To examine virion morphology, specifically looking for single-cored versus multicored particles, the pelleted particles were analyzed by negative-stain TEM (Fig. 5B). Wild-type SINV and RRV produced spherical particles that were 70 nm in diameter, which is consistent with previous results (7, 66). Although SINV C19S assembled a small number of particles that were similar in size and morphology to wild-type SINV, both SINV C19S and SINV C220S predominantly produced large, pleomorphic particles. The high particle-to-PFU ratios for the SINV E2 Cys mutants and the abundance of capsid over E2 in the pelleted particles (Fig. 5A) suggest that the aberrantly formed virions contain multiple nucleocapsid cores. The morphologies of the SINV C19S and SINV C220S particles were very similar to those of multicored particles observed by Ivanova et al. (19).

TEM analysis revealed that the majority of the particles produced by RRV C22S and RRV C220S were similar in size to those produced by wild-type RRV. The RRV E2 Cys mutants produced a small number of large particles that had irregular morphologies. These findings were consistent with the high particle-to-PFU ratios and the relative amounts of E2 and capsid in the pelleted RRV E2 Cys mutant particles (Fig. 5A).

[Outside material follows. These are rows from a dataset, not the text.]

Issue #553, opened 2021-06-17
RouteOptions.alleyPriority, walkwayPriority, speed should be optional


1ec5:
`RouteOptions.alleyPriority`, `walkwayPriority`, and `speed` should be optional, and `RouteOptions.urlQueryItems` should add the corresponding URL query items if and only if these properties are non-nil.

## Problem

RouteOptions only adds the `alley_bias` parameter to the request URL if the profile is either `mapbox/driving` or `mapbox/walking`, but not for other profiles such as `mapbox/driving-traffic` that also support this parameter.

https://github.com/mapbox/mapbox-directions-swift/blob/2d9edcedef9506546fa390c8f7f10de848b2aec2/Sources/MapboxDirections/RouteOptions.swift#L191-L193

## Background

These options are limited to Valhalla-powered profiles and are unsupported in OSRM-based profiles, such as `mapbox/cycling` and formerly `mapbox/driving-traffic`. OSRM-based endpoints return an HTTP 422 error upon encountering a parameter that’s supported by Valhalla but not OSRM.

Originally, in #370, this library had to conditionalize the `alley_bias` parameter on the `mapbox/walking` profile because it’s supported by Valhalla but not OSRM. #416 later extended the parameter to the `mapbox/driving` profile once it migrated to Valhalla. We could conditionalize other parameters on the presence or absence of an explicit value, but `RouteOptions.alleyPriority` had to be non-optional because optional primitive types don’t bridge to Objective-C. Fortunately, #382 dropped Objective-C support; since then, we generally use optional types to represent incremental additions to the Directions and Map Matching APIs, even for primitive types.

## Solution

`RouteOptions.alleyPriority` should become optional, because this library still supports at least one profile (`mapbox/cycling`) that doesn’t support `alley_bias`. `RouteOptions.urlQueryItems` can thus conditionalize the addition of `alley_bias` on whether `RouteOptions.alleyPriority` is non-nil.

The `walkway_bias` and `walking_speed` parameters added in #370 are in the same situation, so `RouteOptions.walkwayPriority` and `speed` should get the same treatment. It would be pretty unlikely for a driving profile to support options specific to walkways, but `DirectionsProfileIdentifier` is an extensible enumeration and there could always be a walking-related profile other than `mapbox/walking`.

/cc @mapbox/navigation-ios @danpat @OttyLab

1ec5:
[...]

PR #557, opened 2021-06-30
RouteOptions.alleyPriority, walkwayPriority, speed are now optional

jill-cardamon:
This PR addresses #553 by making `RouteOptions.alleyPriority`, `walkwayPriority`, and `speed` optional properties and conditionally adding their corresponding URL query items to `RouteOptions.urlQueryItems`.

### DIFF
--- a/CHANGELOG.md
+++ b/CHANGELOG.md
@@ -10,7 +10,7 @@
 * Carthage v0.38 or above is now required for installing this SDK if you use Carthage. ([#548](https://github.com/mapbox/mapbox-directions-swift/pull/548))
 * Xcode 12.0 or above is now required to build MapboxDirections from source. ([#548](https://github.com/mapbox/mapbox-directions-swift/pull/548))
 * You can fully build this SDK on Macs with Apple Silicon. ([#548](https://github.com/mapbox/mapbox-directions-swift/pull/548))
-* `RouteOptions.alleyPriority`, `RouteOptions.walkwayPriority`, and `RouteOptions.speed` are now optional, and thus must be set explicitly if the developer wants to include them in the route options. `DirectionsOptions.default` has been renamed to `DirectionsOptions.medium`. ([#557](https://github.com/mapbox/mapbox-directions-swift/pull/557))
+* `RouteOptions.alleyPriority`, `RouteOptions.walkwayPriority`, and `RouteOptions.speed` are now optional. Set them explicitly if you want to include them in the HTTP request. Renamed `DirectionsOptions.default` to `DirectionsOptions.medium`. ([#557](https://github.com/mapbox/mapbox-directions-swift/pull/557))
 
 ## v1.2.0
 
--- a/CHANGELOG.md
+++ b/CHANGELOG.md
@@ -10,6 +10,7 @@
 * Carthage v0.38 or above is now required for installing this SDK if you use Carthage. ([#548](https://github.com/mapbox/mapbox-directions-swift/pull/548))
 * Xcode 12.0 or above is now required to build MapboxDirections from source. ([#548](https://github.com/mapbox/mapbox-directions-swift/pull/548))
 * You can fully build this SDK on Macs with Apple Silicon. ([#548](https://github.com/mapbox/mapbox-directions-swift/pull/548))
+* `RouteOptions.alleyPriority`, `RouteOptions.walkwayPriority`, and `RouteOptions.speed` are now optional, and thus must be set explicitly if the developer wants to include them in the route options. `DirectionsOptions.default` has been renamed to `DirectionsOptions.medium`. ([#557](https://github.com/mapbox/mapbox-directions-swift/pull/557))
 
 ## v1.2.0
 
--- a/Sources/MapboxDirections/DirectionsOptions.swift
+++ b/Sources/MapboxDirections/DirectionsOptions.swift
@@ -99,6 +99,7 @@ public struct DirectionsPriority: Hashable, RawRepresentable {
     /**
      The priority level with which a route neither avoids nor prefers a particular type of roadway or pathway.
      */
+    // should we remove this default (or change its naming) if we don't set it as such?
     static let `default` = DirectionsPriority(rawValue: 0.0)
     
     /**
--- a/Sources/MapboxDirections/DirectionsOptions.swift
+++ b/Sources/MapboxDirections/DirectionsOptions.swift
@@ -99,8 +99,7 @@ public struct DirectionsPriority: Hashable, RawRepresentable {
     /**
      The priority level with which a route neither avoids nor prefers a particular type of roadway or pathway.
      */
-    // should we remove this default (or change its naming) if we don't set it as such?
-    static let `default` = DirectionsPriority(rawValue: 0.0)
+    static let medium = DirectionsPriority(rawValue: 0.0)
     
     /**
      The priority level with which a route prefers a particular type of roadway or pathway.
--- a/Sources/MapboxDirections/RouteOptions.swift
+++ b/Sources/MapboxDirections/RouteOptions.swift
@@ -187,16 +187,16 @@ open class RouteOptions: DirectionsOptions {
         if includesExitRoundaboutManeuver {
             params.append(URLQueryItem(name: "roundabout_exits", value: String(includesExitRoundaboutManeuver)))
         }
-        if alleyPriority != nil {
-            params.append(URLQueryItem(name: "alley_bias", value: String(alleyPriority.rawValue)))
+        if let alleyPriority = alleyPriority?.rawValue {
+            params.append(URLQueryItem(name: "alley_bias", value: String(alleyPriority)))
         }
         
-        if walkwayPriority != nil {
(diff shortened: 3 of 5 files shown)


jill-cardamon:
Tests are failing because some `DirectionsTests.swift` tests weren't updated.

Sources/MapboxDirections/RouteOptions.swift
```diff
@@ -129,7 +129,7 @@ open class RouteOptions: DirectionsOptions {
      
      The value of this property must be at least `DirectionsPriority.low` and at most `DirectionsPriority.high`. The default value of `DirectionsPriority.default` neither prefers nor avoids alleys, while a negative value between `DirectionsPriority.low` and `DirectionsPriority.default` avoids alleys, and a positive value between `DirectionsPriority.default` and `DirectionsPriority.high` prefers alleys. A value of 0.9 is suitable for pedestrians who are comfortable with walking down alleys.
```
S2Ler, line 130: The comment needs an update. There is no "default" anymore. Also, it needs an explanation of what 'nil' means.

S2Ler (commented):
Do we also need update examples and some docs after this PR?

Sources/MapboxDirections/DirectionsOptions.swift
```diff
@@ -99,6 +99,7 @@ public struct DirectionsPriority: Hashable, RawRepresentable {
     /**
      The priority level with which a route neither avoids nor prefers a particular type of roadway or pathway.
      */
+    // should we remove this default (or change its naming) if we don't set it as such?
```
1ec5, line 102: Yes, `medium` (as in “medium priority”) would be better, since apparently the API reserves the right to use a different default at some point in the future, even if that would be somewhat nonsensical for a relative value.

Sources/MapboxDirections/RouteOptions.swift
1ec5: Same for the other properties too.

jill-cardamon: Thank you both! I will update the docs. Some examples can be updated after the next release. I can open a ticket for tail work.

CHANGELOG.md
```diff
@@ -10,6 +10,7 @@
 * Carthage v0.38 or above is now required for installing this SDK if you use Carthage. ([#548](https://github.com/mapbox/mapbox-directions-swift/pull/548))
 * Xcode 12.0 or above is now required to build MapboxDirections from source. ([#548](https://github.com/mapbox/mapbox-directions-swift/pull/548))
 * You can fully build this SDK on Macs with Apple Silicon. ([#548](https://github.com/mapbox/mapbox-directions-swift/pull/548))
+* `RouteOptions.alleyPriority`, `RouteOptions.walkwayPriority`, and `RouteOptions.speed` are now optional, and thus must be set explicitly if the developer wants to include them in the route options. `DirectionsOptions.default` has been renamed to `DirectionsOptions.medium`. ([#557](https://github.com/mapbox/mapbox-directions-swift/pull/557))
```
1ec5, line 13: Nit: The changelog and release notes are written in the second person with the developer as the audience:

```suggestion
* `RouteOptions.alleyPriority`, `RouteOptions.walkwayPriority`, and `RouteOptions.speed` are now optional. Set them explicitly if you want to include them in the HTTP request. Renamed `DirectionsOptions.default` to `DirectionsOptions.medium`. ([#557](https://github.com/mapbox/mapbox-directions-swift/pull/557))
```

Sources/MapboxDirections/RouteOptions.swift
```diff
@@ -123,31 +123,31 @@ open class RouteOptions: DirectionsOptions {
...
     /**
-     The expected uniform travel speed measured in meters per second.
+     An optional that represents the expected uniform travel speed measured in meters per second.
      
-     This property has no effect unless the profile identifier is set to `DirectionsProfileIdentifier.walking`. You can adjust this property to account for running or for faster or slower gaits. When the profile identifier is set to another profile identifier, such as `DirectionsProfileIdentifier.driving`, this property is ignored in favor of the expected travel speed on each road along the route. This property may be supported by other routing profiles in the future.
+     This property has no effect unless it is explicitly set as it defaults to nil, and works best when the profile identifier is set to `DirectionsProfileIdentifier.walking`. You can adjust this property to account for running or for faster or slower gaits. When the profile identifier is set to another profile identifier, such as `DirectionsProfileIdentifier.driving`, this property is ignored in favor of the expected travel speed on each road along the route. This property may be supported by other routing profiles in the future.
```
1ec5, line 146: We named the property just `speed` on the client side in case there’s ever something like a `cycling_speed`, to avoid a proliferation of profile-specific properties on the class, but for now it’s only hooked up to `walking_speed`.

Although this PR technically allows the property to be set in other profiles, I think we should continue to document it as a walking-only option for now. We don’t want developers to get the impression that it works with any profile and get surprised about an error. If for some reason the API were to support `walking_speed` for, say, the `mapbox/driving-traffic` profile, that usage would remain possible but undocumented, which I think is OK.

/cc @danpat

Sources/MapboxDirections/RouteOptions.swift
```diff
@@ -123,31 +123,31 @@ open class RouteOptions: DirectionsOptions {
...
+     The value of this property must be at least `DirectionsPriority.low` and at most `DirectionsPriority.high`. `DirectionsPriority.medium` neither prefers nor avoids walkways, while a negative value between `DirectionsPriority.low` and `DirectionsPriority.medium` avoids walkways, and a positive value between `DirectionsPriority.medium` and `DirectionsPriority.high` prefers walkways. A value of −0.1 results in less verbose routes in cities where sidewalks and crosswalks are generally mapped as separate footpaths.
      */
-    open var walkwayPriority: DirectionsPriority = .default
+    open var walkwayPriority: DirectionsPriority?
     
     /**
-     The expected uniform travel speed measured in meters per second.
+     An optional that represents the expected uniform travel speed measured in meters per second.
```
1ec5, line 144: It isn’t necessary to call out the optionality of the type; that’s already clear to the developer in Swift. It is important to note what happens if the property is unspecified: I think we can simply say for all three properties that the Directions API will choose the most reasonable value.

Sources/MapboxDirections/RouteOptions.swift
```diff
@@ -123,31 +123,31 @@ open class RouteOptions: DirectionsOptions {
     open var roadClassesToAvoid: RoadClasses = []
     
     /**
-     A number that influences whether the route should prefer or avoid alleys or narrow service roads between buildings.
+     An optional that represents the number that influences whether the route should prefer or avoid alleys or narrow service roads between buildings.
      
-     This property has no effect unless the profile identifier is set to `DirectionsProfileIdentifier.automobile` or `DirectionsProfileIdentifier.walking`.
+     This property has no effect unless it is explicitly set as it defaults to nil, and works best when the profile identifier is set to `DirectionsProfileIdentifier.automobile` or `DirectionsProfileIdentifier.walking`.
```
1ec5, line 128: The [Directions API documentation](https://docs.mapbox.com/api/navigation/directions/#retrieve-directions) doesn’t explicitly restrict this option to any particular profile, even if it happens to be unsupported in the cycling profile, so I think we can remote this note entirely. It’s probably unnecessary to state that an unset property is set to `nil` and therefore has no effect, since no default value is present in the property signature.

Sources/MapboxDirections/RouteOptions.swift
```diff
@@ -123,31 +123,31 @@ open class RouteOptions: DirectionsOptions {
...
     
     /**
-     A number that influences whether the route should prefer or avoid roads or paths that are set aside for pedestrian-only use (walkways or footpaths).
+     An optional that represents the number that influences whether the route should prefer or avoid roads or paths that are set aside for pedestrian-only use (walkways or footpaths).
      
-     This property has no effect unless the profile identifier is set to `DirectionsProfileIdentifier.walking`. You can adjust this property to avoid [sidewalks and crosswalks that are mapped as separate footpaths](https://wiki.openstreetmap.org/wiki/Sidewalks#Sidewalk_as_separate_way), which may be more granular than needed for some forms of pedestrian navigation.
+     This property has no effect unless it is explicitly set as it defaults to nil, and works best when the profile identifier is set to `DirectionsProfileIdentifier.walking`. You can adjust this property to avoid [sidewalks and crosswalks that are mapped as separate footpaths](https://wiki.openstreetmap.org/wiki/Sidewalks#Sidewalk_as_separate_way), which may be more granular than needed for some forms of pedestrian navigation.
```
1ec5, line 137: The [Directions API documentation](https://docs.mapbox.com/api/navigation/directions/#optional-parameters-for-the-mapboxwalking-profile) explicitly limits this option to the `mapbox/walking` profile. I think it’s safer to retain the documentation as it was, for consistency with the API documentation, even as we remove the formal client-side check.

1ec5 (approved):
Good to go as soon as the documentation feedback is addressed. Thanks for knocking this one out!

S2Ler (approved):

Issue #556, opened 2021-06-28
Leg source and destination are mismatched when route contains trackpoint or silent waypoint


1ec5:
When the RouteOptions contains a waypoint whose `separatesLegs` property is set to `false`, the resulting route’s legs have mismatching `source` and `destination` property values, as though the `separatesLegs` property were set to `true`.

The following code should pass `DirectionsOptions.legSeparators` into `Array.populate(waypoints:)`, rather than passing in `DirectionsOptions.waypoints`:

https://github.com/mapbox/mapbox-directions-swift/blob/2d9edcedef9506546fa390c8f7f10de848b2aec2/Sources/MapboxDirections/DirectionsResult.swift#L44-L45

This regression of #358 was introduced by #406.

/cc @mapbox/navigation-ios @ZiZasaurus

1ec5:
This issue is even more likely to affect Map Matching API usage, because any trackpoint would be handled like a Directions API silent waypoint.

1ec5:
Fixed in #560.

PR #560, opened 2021-07-08
Fix bug where leg source and destination are mismatched when route contains trackpoint or silent waypoint

jill-cardamon:
This PR addresses #556 by passing `DirectionsOptions.legSeparators` into `Array.populate(waypoints:)`, rather than passing in `DirectionsOptions.waypoints`. It fixes a regression of #358 was introduced by #406.

/cc @ZiZasaurus


S2Ler (approved):
LGTM.

One nit: Please start commit comments with upper case for consistency.

azarovalex (approved):

PR #567, opened 2021-07-22
Fixed RouteStep.exitIndex parsing

### LINKED ISSUE #508: RouteStep exitIndex not filled with roundabout
Hello all,

According to documentation, exitIndex should indicate the number of exits from the approach to the recommended outlet when the maneuver is a roundabout.
From my experience, this is not working and exitIndex is always nil.

S2Ler:
It was expected that exitIndex was at the top level of RouteStep json
dictionary. But it is actually at "maneuver" sub dictionary.

Fixes #508 and mapbox/mapbox-navigation-ios#2742

### DIFF
--- a/Tests/MapboxDirectionsTests/RouteStepTests.swift
+++ b/Tests/MapboxDirectionsTests/RouteStepTests.swift
@@ -336,14 +336,19 @@ class RouteStepTests: XCTestCase {
             var newRoute: Route?
             XCTAssertNoThrow(newRoute = try decoder.decode(Route.self, from: jsonData))
             XCTAssertNotNil(newRoute)
+            guard let leg = newRoute?.legs.first else {
+                XCTFail("No legs found"); return
+            }
             
-            XCTAssert(newRoute!.legs.first!.incidents!.first!.kind == Incident.Kind.miscellaneous)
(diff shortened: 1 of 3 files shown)


Tests/MapboxDirectionsTests/RouteStepTests.swift
```diff
@@ -336,14 +336,19 @@ class RouteStepTests: XCTestCase {
             var newRoute: Route?
             XCTAssertNoThrow(newRoute = try decoder.decode(Route.self, from: jsonData))
             XCTAssertNotNil(newRoute)
+            guard let leg = newRoute?.legs.first else {
+                XCTFail("No Logs Found"); return
```
1ec5, line 340:
```suggestion
                XCTFail("No legs found"); return
```

1ec5 (approved):
Suggested changelog entry:

* Fixed an issue where `RouteStep.exitIndex` was always unset. ([#567](https://github.com/mapbox/mapbox-directions-swift/pull/567))

Tests/MapboxDirectionsTests/RouteStepTests.swift
S2Ler: done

Host-cell proteins are potentially incorporated into the SINV and RRV E2 Cys mutant particles.During alphavirus assembly, the spikes form hexagonal arrays at the plasma membrane (56). These arrays are thought to serve as the sites for E2 and nucleocapsid core interactions during particle budding. In contrast to other enveloped viruses, alphaviruses do not overtly incorporate host-cell proteins into the released particles (4, 16, 44). It is hypothesized that the lateral spike interactions at the cell surface prevent the incorporation of host-cell proteins into the released particles (56). The Cys mutations in E2 may cause improper spike organization at the plasma membrane. Thus, interactions between E2 and the nucleocapsid core could be disrupted and host-cell proteins may be incorporated into the mutant virions, leading to particles with atypical morphologies (Fig. 5B).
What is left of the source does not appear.